Overall, there was no single marker that, when quantified, absolutely correlated with response to ABX-0303. This data indicates, however, that expression of HER1 and pERK predict response to the drug, while samples expressing HER3 are less likely to respond well. The quantitative analysis presented assumes that any expression of these markers that gives an optical density reading of 10 or greater was significant. It is interesting to note that visual assessment of HER1 staining, where any intensity of 1+ or greater is considered positive, agrees with the quantification of this marker. Also of interest, only three of the thirty-three samples examined by a pathologist were scored as “0” for HER1 staining intensity, and all three samples were from patients who failed to respond to ABX-0303. Thus, the absence of detectable HER1 (staining intensity “0”), can also be a predictor of response to ABX-0303.[0051]

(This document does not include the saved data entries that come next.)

PR #220, opened 2025-04-30
test: integration test set up

VeraChristina:
## Description
 
A few small changes for the basic set up for integration tests:
- Move unit tests to subfolder tests/unit
- Add subfolder tests/integration
- Add conftest in tests directory, to add the --longtest option for slow integration tests

I made a small change to mock_load_metadata in inference/testing/mock_checkpoint.py so that it does not assume the previous folder structure. The configs now need to specify paths relative to the tests/ directory.
Alternative: leave the config and and checkpoints folders at the top level of tests/ -- that would make more sense if we intend to reuse any of these for integration tests.


theissenhelen (approved):
Thanks for this!

gmertes (approved):
I think having the configs and checkpoints separate for unit and integration test is a good idea for now, so that the work on integration tests doesn't impact the unit and vice versa.

If we see a lot of overlap down the line, we can merge them back into a shared space.

Calling @HCookie for a second opinion.

HCookie (dismissed):

HCookie (approved):
LGTM

PR #222, opened 2025-05-05
fix!: do not set 'eps' key in grib encoding

frazane:
## Description

During the encoding of the `grib` output, `eccodes` raises the following error:

```
KeyValueNotFoundError: Key/value not found
```

this happens when trying to set the `eps` key. It appears that this key not universally compatible with GRIB encodings. Therefore, this PR removes the hardcoded specification. 

## Type of Change

-   [x] Breaking change (fix or feature that would cause existing functionality to not work as expected)
-   [ ] Documentation update

### DIFF
--- a/src/anemoi/inference/grib/encoding.py
+++ b/src/anemoi/inference/grib/encoding.py
@@ -246,8 +246,6 @@ def grib_keys(
 
     result["edition"] = edition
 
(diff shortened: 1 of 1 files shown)


gmertes (approved):
Thanks!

The presence of HER3 seems to be a negative predictor of response. Patients whose specimens lacked HER3 by the criterion used here were more likely to respond than those that had HER3 (86% vs. 38%). There was no significant correlation between the presence of the phosphorylated form of HER1 and response to ABX-0303. The lack of pHER1 expression, however, even in samples with significantly elevated levels of HER1, may have been a result of a failure to preserve the phosphorylated form of this protein during the collection and processing of biopsies. Only 6 of the samples analyzed by quantitative IHC were HER2 “positive” by the criterion of having on OD of 10 or greater. As shown in Table II, these were predominantly poor responders to the drug. Interestingly, all six of these samples had elevated levels of HER3. HER2 expression, quantified using a monoclonal antibody directed against the external domain of HER2, was further determined using a cocktail of antibodies that recognize both the internal and external domains of the protein. While some additional samples appeared to be positive using this alternate approach, these observations were not sufficient to confirm the correlation between HER2 and HER3 expression with lack of response to ABX-0303.[0052]

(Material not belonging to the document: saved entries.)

PR #227, opened 2025-05-06
feat: temporal interpolation runner

radiradev:
## Description
This is a draft PR to receive some feedback on the implementation of the interpolator inference before I proceed with further changes. 

Currently `self.create_target_forcings`  uses both the `input_state` and the `input_tensor_torch` - this can be refactored by inferring the shape of the forcings directly. 

I also think the `self.forecast` method should be implemented differently. It currently expects a `lead_time` argument but this is not used and perhaps _forecast_ is not the best name for this task and should be something more general. Perhaps we should change the `run()` method of the base runner?

It is yet to be implemented for parallel inference and using a forecasting model to produce the target forcings during inference.

## Type of Change

-   [ ] Documentation update

## Issue Number

Since https://github.com/ecmwf/anemoi-core/commit/ea644ce1c9aef902333d9cbb30bcde0a3746fbcc introduced functionality for interpolating between two weather states (e.g  given 0h, +6h model outputs (+1h, +2h ..., +5h)). Changes are required in `anemoi-inference` as well to accommodate for this new functionality. 

## Code Compatibility

### Dependencies

### Documentation

### DIFF
--- a/src/anemoi/inference/inputs/dataset.py
+++ b/src/anemoi/inference/inputs/dataset.py
@@ -117,7 +117,19 @@ class DatasetInput(Input):
         fields = input_state["fields"]
 
         date = np.datetime64(date)
-        data = self._load_dates([date + np.timedelta64(h) for h in self.checkpoint.lagged])
+
+        # We should be able to use `explicit_times` in this way for every model in the future
+        # However it was introduced with the interpolator 
+        # Thus we keep the else branch for backward compatibility
+        if hasattr(self.checkpoint._metadata._config_training, 'explicit_times'):
+            timestep = self.checkpoint._metadata.timestep
+            input_explicit_times = self.checkpoint._metadata._config_training.explicit_times.input
+            dates = [date + (h * timestep) for h in input_explicit_times]
+        
+        else:
+            dates = [date + np.timedelta64(h) for h in self.checkpoint.lagged]
+
+        data = self._load_dates(dates)
 
         if data.shape[2] != 1:
             raise ValueError(f"Ensemble data not supported, got {data.shape[2]} members")
--- a/src/anemoi/inference/runners/interpolator.py
+++ b/src/anemoi/inference/runners/interpolator.py
@@ -1,0 +1,223 @@
+# (C) Copyright 2024 Anemoi contributors.
+#
+# This software is licensed under the terms of the Apache Licence Version 2.0
+# which can be obtained at http://www.apache.org/licenses/LICENSE-2.0.
+#
+# In applying this licence, ECMWF does not waive the privileges and immunities
+# granted to it by virtue of its status as an intergovernmental organisation
+# nor does it submit to any jurisdiction.
+
+import torch
+import logging
+from typing import Any
+from typing import Dict
+from typing import List
+import numpy as np
+
+from anemoi.inference.runner import Kind
+
+from anemoi.utils.timer import Timer
+from anemoi.utils.dates import frequency_to_timedelta as to_timedelta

The expression and co-expression of HER1, HER3, and pERK indicates that HER1, acting through pERK, was critical to ABX-0303 response, and that the action of the drug is compromised in some manner by the presence of HER3. Notably, biopsies that showed HER3 but not HER1 expression were less likely to respond to ABX-0303 (22% response rate) than patients whose tumors expressed both proteins (47% response rate). Dramatically, samples from patients that had low levels of HER3 but expressed HER1 and/or pERK at levels of greater than 9, had a 100% response rate to ABX-0303. An analysis with a greater number of samples will help confirm any of the conclusions drawn from this analysis. Examples of tumors with high and low levels of HER3 are provided in FIGS. 1 and 2.[0053]

This data indicates that ABX-0303 effectively targets HER1 to prevent the growth of renal cell cancers. It is not surprising that HER1 seems to be acting through the MAPK pathway, as shown by the positive correlation between pERK expression and response. Of interest is the role of HER3, which was found elevated in 79% of the renal biopsies analyzed.[0054]

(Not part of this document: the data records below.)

PR #231, opened 2025-05-16
fix: rename method on ForwardOutput class

frazane:
## Description

Rename the method `write_initial_step` of the `ForwardOutput` class to the correct name `write_initial_state`.


gmertes (approved):
Thanks!

PR #233, opened 2025-05-21
feat(grib output): support string format specification for output filename

frazane:
## Description

Add the ability to use string format specifiers (such as zero-padding) in the GRIB output path template, for instance:
```yaml
output:
  grib:
    path: output/grib/{dateTime}_{step:03}.grib
```

will give outputs like `output/grib/{dateTime}_006.grib`, `output/grib/{dateTime}_012.grib`, etc.

----
📚 Documentation preview 📚: https://anemoi-inference--233.org.readthedocs.build/en/233/


gmertes (approved):
Great work, thanks for adding the docs and test!

PR #407, opened 2019-11-21
Bring back Travis CI

ShaishavGandhi:
Hopefully temporarily while Uber ponders upgrading the paid plan. 

For now, can keep these two side-by-side


ShaishavGandhi:
Done!

PR #415, opened 2020-01-01
Update with proper emulator workaround

ShaishavGandhi:
Trying to see if this workaround for the emulator issue actually works.


ShaishavGandhi:
This is failing on current master as well so looks like it's because of RxAndroid's new snapshot.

As will be appreciated, the above findings provide useful methods for the selection of patients for treatment with molecules that target EGFr and predictors of the response of patients. In addition, the above findings provide useful methods for the use of ABX-0303. ABX-0303 is described in detail in U.S. Pat. No. 6,235,883 (the disclosure of which is hereby incorporated by reference) and referred to therein in connection with the discussions related to hybridoma E7.6.3.[0055]

It should be understood that the foregoing disclosure emphasizes certain specific embodiments of the invention and that all modifications or alternatives equivalent thereto are within the spirit and scope of the invention as set forth in the appended claims. All references discussed herein are hereby incorporated by reference in their entirety.[0056]